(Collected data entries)
........

PR #265, opened 2017-08-22
change the adbPort parameter to an adb instance

babyrjw:
change the adbPort parameter to an adb instance


imurchie:
This PR just needs to add a change to the `appium-chromedriver` version in `package.json` (https://github.com/appium/appium-android-driver/blob/master/package.json#L35) to `^3.0.0`.

imurchie:
Functionality added in #269

PR #266, opened 2017-08-22
Log error but do not fail if mock location setting fails

imurchie:
Do not fail the entire startup process for a failing mock location setup.


imurchie:
See https://github.com/appium/appium/issues/9059

imurchie:
Published in `appium-android-driver@1.25.1`.

PR #270, opened 2017-09-13
Fix parsing of webview process name

imurchie:
Rather than parsing the process name by looking at placement in relation to the headers (which is problematic, since there are sometimes no headers for particular fields, and also sometimes there are no entries for fields), use the absolute position in the line, in relation to the header.


imurchie:
Related to part of https://github.com/appium/appium/issues/8958

lib/webview-helpers.js
```diff
@@ -80,29 +81,60 @@ async function procFromWebview (adb, webview) {
...
+  let header = lines[0];
+
   // the column order may not be identical on all androids
   // dynamically locate the pid and name column.
-  let pidColumn = header.indexOf("PID");
-  let pkgColumn = header.indexOf("NAME") + 1;
+  let pidIndex = header.indexOf('PID');
+  let pkgIndex = header.indexOf('NAME');
+
+  function slice (line, index) {
```
jlipps: i eventually figured out what this function does, but a little comment describing what its purpose is would be helpful.

imurchie: Fixed!

PR #341, opened 2018-03-15
Tune log records format to make clients happy

mykola-mokhnach:
Fixes https://github.com/appium/appium/issues/10355#issuecomment-373435982


jlipps:
yeah, the java client will barf if logs aren't the standard format. LGTM

PR #342, opened 2018-03-16
Tune log entry format for bugreport output

mykola-mokhnach:
Selenium client does not like log items, which are not compatible to LogRecord class


imurchie:
This looks ok but the test needs fixing.

mykola-mokhnach:
fixed the unit test

imurchie:
Published in `appium-android-driver@2.1.3`.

........

[THE PROBLEM] At the line containing "Fix parsing of webview process name", start copying. Continue exactly through the final line of the entries above and stop there.

[EXERCISE RESPONSE]
Fix parsing of webview process name

imurchie:
Rather than parsing the process name by looking at placement in relation to the headers (which is problematic, since there are sometimes no headers for particular fields, and also sometimes there are no entries for fields), use the absolute position in the line, in relation to the header.


imurchie:
Related to part of https://github.com/appium/appium/issues/8958

lib/webview-helpers.js
```diff
@@ -80,29 +81,60 @@ async function procFromWebview (adb, webview) {
...
+  let header = lines[0];
+
   // the column order may not be identical on all androids
   // dynamically locate the pid and name column.
-  let pidColumn = header.indexOf("PID");
-  let pkgColumn = header.indexOf("NAME") + 1;
+  let pidIndex = header.indexOf('PID');
+  let pkgIndex = header.indexOf('NAME');
+
+  function slice (line, index) {
```
jlipps: i eventually figured out what this function does, but a little comment describing what its purpose is would be helpful.

imurchie: Fixed!

PR #341, opened 2018-03-15
Tune log records format to make clients happy

mykola-mokhnach:
Fixes https://github.com/appium/appium/issues/10355#issuecomment-373435982


jlipps:
yeah, the java client will barf if logs aren't the standard format. LGTM

PR #342, opened 2018-03-16
Tune log entry format for bugreport output

mykola-mokhnach:
Selenium client does not like log items, which are not compatible to LogRecord class


imurchie:
This looks ok but the test needs fixing.

mykola-mokhnach:
fixed the unit test

imurchie:
Published in `appium-android-driver@2.1.3`.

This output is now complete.